Score:-1

How to chown of a directory in another disk?

ng flag

I have a dual boot with ubuntu 22.04.2 on one disk and windows 10 on another. The disk with windows is under the user 'lucas', but this provides no security whatsoever for any files in the windows disk as long as I'm logged in to my account. For most files that's fine, but I wanted to either add a custom password or require the user password to enter the folder 'db', or change the owner of the folder 'db' to the user 'test'.

I tried sudo chown test:test 'Hydrus Network', and it doesn't change the owners (ls -l shows all files of the windows disk are still under 'lucas') nor raise an error.

I saw some answers to similar questions talking about mounting, but I'm not sure if they are the answer to my question, and I'm not sure what mounting and unmounting are.

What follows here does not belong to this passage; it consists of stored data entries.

PR #1166, opened 2021-09-17
New plugin: goto - quick directory navigation with key combos

ichirou2910:
Quick directory jump with user-defined key combos. An alternative to `cdpath`.

### DIFF
--- a/plugins/README.md
+++ b/plugins/README.md
@@ -29,6 +29,7 @@ Plugins extend the capabilities of `nnn`. They are _executable_ scripts (or bina
 | [fzopen](fzopen) | Fuzzy find file(s) in subtree to edit/open/pick | sh | fzf, xdg-open/open |
 | [fzplug](fzplug) | Fuzzy find, preview and run other plugins | sh | fzf |
 | [getplugs](getplugs) | Update plugins to installed `nnn` version | sh | curl |
+| [goto](goto) | Use key combos for quick directory navigation | sh | - |
 | [gpg\*](gpg\*) | Encrypt/decrypt files using GPG [✓] | sh | gpg |
 | [gutenread](gutenread) | Browse, download, read from Project Gutenberg | sh | curl, unzip, w3m<br>[epr](https://github.com/wustho/epr) (optional) |
 | [imgresize](imgresize) | Batch resize images in dir to screen resolution | sh | [imgp](https://github.com/jarun/imgp) |
--- a/plugins/README.md
+++ b/plugins/README.md
@@ -29,7 +29,7 @@ Plugins extend the capabilities of `nnn`. They are _executable_ scripts (or bina
 | [fzopen](fzopen) | Fuzzy find file(s) in subtree to edit/open/pick | sh | fzf, xdg-open/open |
 | [fzplug](fzplug) | Fuzzy find, preview and run other plugins | sh | fzf |
 | [getplugs](getplugs) | Update plugins to installed `nnn` version | sh | curl |
-| [goto](goto) | Use key combos for quick directory navigation | sh | - |
+| [goto](goto) | Use key combos for quick directory navigation | bash | - |
 | [gpg\*](gpg\*) | Encrypt/decrypt files using GPG [✓] | sh | gpg |
 | [gutenread](gutenread) | Browse, download, read from Project Gutenberg | sh | curl, unzip, w3m<br>[epr](https://github.com/wustho/epr) (optional) |
 | [imgresize](imgresize) | Batch resize images in dir to screen resolution | sh | [imgp](https://github.com/jarun/imgp) |
--- a/plugins/goto
+++ b/plugins/goto
@@ -1,4 +1,4 @@
-#!/usr/bin/env sh
+#!/usr/bin/env bash
 
 # Description: Use key combos for quick changing directory
 #
@@ -18,7 +18,7 @@
 #     Eg: For 'cf' and 'cff', 'cf' will be selected
 #
 #
-# Shell: POSIX compliant
+# Shell: Bash
 # Author: Ichirou2910
 
 prompt_exit() {
--- a/plugins/goto
+++ b/plugins/goto
@@ -46,7 +46,7 @@ fi
 
 printf "Input keys: "
 
-while [ -z "$target" ]
+while [ -z "$match" ]
 do
     read -rn 1 key
 
@@ -66,7 +66,7 @@ do
 done
 
 printf "\n"
-target=$(echo "$match" | cut -d ' ' -f 2)
+target=$(cut -d ' ' -f 2- <<< "$match")
 
 if [ -n "$target" ] && [ -d "$target" ]; then
     # Go to target directory
--- a/plugins/goto
+++ b/plugins/goto
@@ -1,0 +1,79 @@
+#!/usr/bin/env sh
+
+# Description: Use key combos for quick changing directory
+#
+# Usage:
+#   1. Create a gotos file and set $GOTOS_LIST accordingly
+#      By default, $GOTOS_LIST is set to: ${XDG_CACHE_HOME:-$HOME/.cache}/nnn/gotos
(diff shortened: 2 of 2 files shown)


ichirou2910:
I forgot to put a demo usage. Here it is.
Note: at 0:24 there was a typo in my goto list, you can see I fixed it right after

https://user-images.githubusercontent.com/51302893/133742626-93d1dd3c-a419-4f2c-95bf-84feb5fb169c.mp4

luukvbaal:
I like this way of navigation but in my opinion it would make more sense to extend `nnn`'s bookmark interface to allow for multi-key bookmarks rather than yet another bookmark plugin.

i.e. allowing `NNN_BMS=cf:/home/user/.config` and pressing <kbd>bcf</kbd>.

ichirou2910:
You got a point there. This plugin can be treated as a quick solution for that bookmark problem.

Something I find this also better than `nnn`'s bookmark system is that it only reads the bookmark list when needed so you can add and use more bookmarks without re-opening `nnn`.

Also my rather personal reason is that I don't kinda like the idea of putting all of my many bookmarks (I have like tens of it) inside a single looooong string environment variable.

akimdi:
> I like this way of navigation but in my opinion it would make more sense to extend `nnn`'s bookmark interface to allow for multi-key bookmarks rather than yet another bookmark plugin.
> 
> i.e. allowing `NNN_BMS=cf:/home/user/.config` and pressing bcf.

I totally agree with this

Kabouik:
On the one hand, I quite like this system because it is more flexible than the default (more bookmarks possible), but on the other hand I also like the default nnn system because it is quicker when the user has few bookmarks and does not need multiple-key sequences, as it does not require <kbd>Return</kbd> to confirm.

ichirou2910:
> and does not need multiple-key sequences, as it does not require Return to confirm.

@Kabouik Oh this plugin doesn't require `Return` on the key combo itself. It's only required when you encounter an error.

It works by continously looking for matches and potential matches at each new key the user types in. User won't have to confirm the key combo with `Return` at all.

Kabouik:
But let's say you have `c` for `~/.config` and `cn` for `~/.config/nnn`, how do you go to `~/.config` without <kbd>Return</kbd> to interrupt the prompt and tell it you're done?

ichirou2910:
You won't be able to reach `~/.config/nnn` but always `~/.config` cuz the plugin will always its keys first.
I also put it in the note section of the plugin. It will automatically navigate to the first full match.
I would map `~/.config` to `cc`. That way you can reach both directory.
Yes indeed there must be an extra key in this case, but imo it shouldn't matter too much.

N-R-K:
>  it would make more sense to extend nnn's bookmark interface to allow for multi-key bookmarks rather than yet another bookmark plugin.

> I don't kinda like the idea of putting all of my many bookmarks (I have like tens of it) inside a single looooong string environment variable.
 
imo, the new directory/symlink bookmark system already takes care of this usecase.

Also the env var can be split into chunks. This is what I'm doing with my plugins for example.

```sh
NNN_PLUG="${NNN_PLUG}d:drag-drop-instant;"
NNN_PLUG="${NNN_PLUG}s:sudo-edit;"
NNN_PLUG="${NNN_PLUG}x:xdgdefault;"
export NNN_PLUG
```

jarun:
@KlzXS @luukvbaal we are not going to implement multi-key in-program. With that in mind and the bookmark plugins, do we need this?

> imo, the new directory/symlink bookmark system already takes care of this usecase.

@N-R-K can you explain a bit how?

N-R-K:
> can you explain a bit how?

Going off the `bcf` example, you can just have the symlink be named cf and then (assuming no NNN_BMS) pressing `b` should take you to the bookmark dir, and if you're in type to nav mode then you can now just press `cf` to enter that bookmark.

jarun:
Thanks! I forgot we can rename the symlinks.

ichirou2910:
> Going off the `bcf` example, you can just have the symlink be named cf and then (assuming no NNN_BMS) pressing `b` hould take you to the bookmark dir, and if you're in type to nav mode then you can now just press `cf` to enter that bookmark.

Then you have to manually switch to type-to-nav mode right? Is there a way to automatically enter type-to-nav mode and when done navigating to target directory automatically exit it?

> Also the env var can be split into chunks. This is what I'm doing with my plugins for example.

Wow thanks, I've never thought doing this.

N-R-K:
> Is there a way to automatically enter type-to-nav mode and when done navigating to target directory automatically exit it?

In mainline nnn, no. On my personal build I have it patched to automatically enter type-to-nav mode when going into the bookmark dir. Doesn't auto exit however.

lawnowner:
The built-in bookmarking system is good, but an alternative can also be provided, like the built-in renamer and the plugin `renamer`, to offer differences that may be more preferable to some users, e.g. when `dir` is bookmarked, navigating to `/path/to/dir` instead of `~/.config/nnn/bookmarks/dir`. As a suggestion, this PR's `enter`-less navigation can be integrated with a switch such as an environment variable into a plugin that supports goto/add/remove functionality:

    #!/usr/bin/env sh

    #  Up to 99 bookmarks are supported, and bookmark names can't include '/'.
    
    clear
    
    bms=$(sed -En "s:'\\\\'':':g; s:^[[:blank:]]+'(.+)'\) bmval=.+:/\1/:p" "$0" \
        | sort -f \
        | pr -t -W 60 -i' 1' -o 4 -n' 2' -3)
    printf 'Bookmarks:\n\n%s\n\nName|Number|?: ' "$(echo "$bms" | tr -d '/')"
    IFS= read -r bmkey
    
    case $bmkey in \?)
        l1="     <name|number>  : Go to the bookmark.\n"
        l2="     /<name>        : Bookmark the current entry.\n"
        l3="     <name|number>/ : Remove the bookmark.\n"
        l4="     /              : Remove all single-character bookmarks.\n"
        printf '%b' "\n$l1$l2$l3$l4\nName|Number|?: "; IFS= read -r bmkey
    esac
    
    case $bmkey in
        [0-9]|[0-9][0-9])
            bmkey=$(echo "$bms" | sed -En "s:.*\<$bmkey /([^/]+)/.*:\1:p") ;;
        [0-9]/|[0-9][0-9]/)
            bmkey=$(echo "$bms" | sed -En "s:.*\<${bmkey%/} /([^/]+/).*:\1:p") ;;
        /*/*|*/*/)
            clear; exit 1
    esac
    
    case $bmkey in
        */*)
            sanitize () {
                printf '%s' "$1" | sed -E "s/'/'\\\\''/g; "'s/\\/\\\\/g
                                           s/(\.|\*|\[|\^|\$|\+|\?|\{|\||\(|\))/\\\1/g'
            }
            case $bmkey in
                /?*)
                    bmkey=$(sanitize "${bmkey#/}")
                    bmval=$(echo "$2/$1" | sed -E 's/(&|\\[1-9])/\\\1/g')
                    if echo "$bms" | grep -Pq "\b(\d|\d\d) ${bmkey}/"; then
                        sed -Ei "s:(^[[:blank:]]+'$bmkey'\) bmval=).+:\1'$bmval' ;;:" "$0"
                    else
                        sed -Ei "s:^([[:blank:]]+)\*\):\1'$bmkey'\) bmval='$bmval' ;;\n\1\*\):" "$0"
                    fi
                    clear; exit 0 ;;
                ?*/)
                    sed -Ei "/^[[:blank:]]+'$(sanitize "${bmkey%/}")'\)/d" "$0"
                    clear; exit 0 ;;
                /)
                    sed -Ei "/^[[:blank:]]+('.'|''\\\\''')\)/d" "$0"
                    clear; exit 0 ;;
            esac ;;
        'home') bmval=~ ;;
        *) clear; exit 1
    esac
    
    [ -p "$NNN_PIPE" ] && printf '%s' "0c$bmval" > "$NNN_PIPE"
    
    clear

jarun:
I think we are done with bookmarks.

Note: This is my first week using Ubuntu, so give a detailed explanation.

sudodus avatar
jp flag
With Linux file systems it works in the same way in different drives. With Microsoft file systems you can find workarounds at [this link](https://askubuntu.com/questions/11840/how-do-i-use-chmod-on-an-ntfs-or-fat32-partition/956072#956072).
Score:3
ru flag

If the "other disk" is Windows, then it's NTFS. NTFS does not respect Linux file permissions. As such, chown, chmod, etc. does not work on NTFS drives and partitions or any files on them.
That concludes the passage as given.